Chaque société porte ses contradictions. L’Église n’en est pas exempte non plus. Ainsi le pape François a choisi son nom en mémoire de François d’Assise, fondateur d’un ordre mendiant dont les membres portaient une bure et marchaient pieds nus dans des sandales. Et dès son élection, François a annoncé qu’il voulait une Église pauvre et tournée vers les pauvres.

Mais voilà que samedi, il présidait à Rome à l’installation de nouveaux cardinaux, dont celui de Québec.

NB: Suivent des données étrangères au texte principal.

PR #5443, opened 2022-02-18
Use frozen BN only if pre-trained backbone

datumbox:
Currently, the majority of our Detection models replace the `BatchNorm2d` layers with `FrozenBatchNorm2d`. This is a reasonable mitigation that improves the stability of training for small batch-sizes. Unfortunately, our current implementation freezes the BNs even when they are completely randomly initialized. Since `FrozenBatchNorm2d` freezes both the running stats and the affine parameters, its parameters get initialized and fixed to values to:
https://github.com/pytorch/vision/blob/0c2373d0bba3499e95776e7936e207d8a1676e65/torchvision/ops/misc.py#L30-L33

Consequently, the BN layers are effectively completely disabled for those who try to train the models from scratch. 

This PR fixes the issue by replacing the BNs with FrozenBNs when at least some pre-trained weights are loaded.


torchvision/models/detection/faster_rcnn.py
```diff
@@ -383,15 +383,15 @@ def fasterrcnn_resnet50_fpn(
             Valid values are between 0 and 5, with 5 meaning all backbone layers are trainable. If ``None`` is
             passed (the default) this value is set to 3.
     """
-    trainable_backbone_layers = _validate_trainable_layers(
-        pretrained or pretrained_backbone, trainable_backbone_layers, 5, 3
-    )
+    is_trained = pretrained or pretrained_backbone
```
fmassa, line 386: nit: if the model was trained for detection with large batch sizes from scratch, and then we finetune it afterwards (still with large batch sizes) then in this case we would be using `FrozenBatchNorm`.

This is an ok heuristic, but hints that we might want to make this an explicit parameter from the constructor in the future

fmassa (approved):
Thanks!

Ils avaient revêtu des soutanes rouge écarlate et François leur a remis une barrette aux mêmes éclats. Cette coiffure sortie du moyen-âge et est apparemment l’insigne de leur charge!

Cette garde-robe ostentatoire fut inventée au temps où les évêques et archevêques provenaient des familles nobles d’Europe. Ils devaient alors tenir leur rang au milieu des ducs, des comtes et des barons. Leurs attributs vestimentaires servaient à cela. Quant aux cardinaux, ils devenaient « princes » de l’Église; il fallait que cela soit reconnu sans équivoque.

On connaît les fonctions essentielles des cardinaux : participer à la gouvernance centrale de l’Église et élire le pape. C’est là un service important. Mais rattacher à la nomination de ceux qui sont appelés à le rendre, un cérémonial digne de la Renaissance où priment l’honneur et le faste, cela n’est pas digne d’une Église servante et pauvre. Encore moins de son fondateur né dans une mangeoire et vêtu d’une seule tunique que des Romains se sont empressés de tirer au sort au pied de la croix où il est mort.

Espérons que d’ici le prochain consistoire, François saura trouver le moyen, avec l’appui de ses cardinaux, de réaliser ses idéaux.

Cela dit, merci au nouveau cardinal de Québec pour le service qu’il est appelé à rendre à l’Église.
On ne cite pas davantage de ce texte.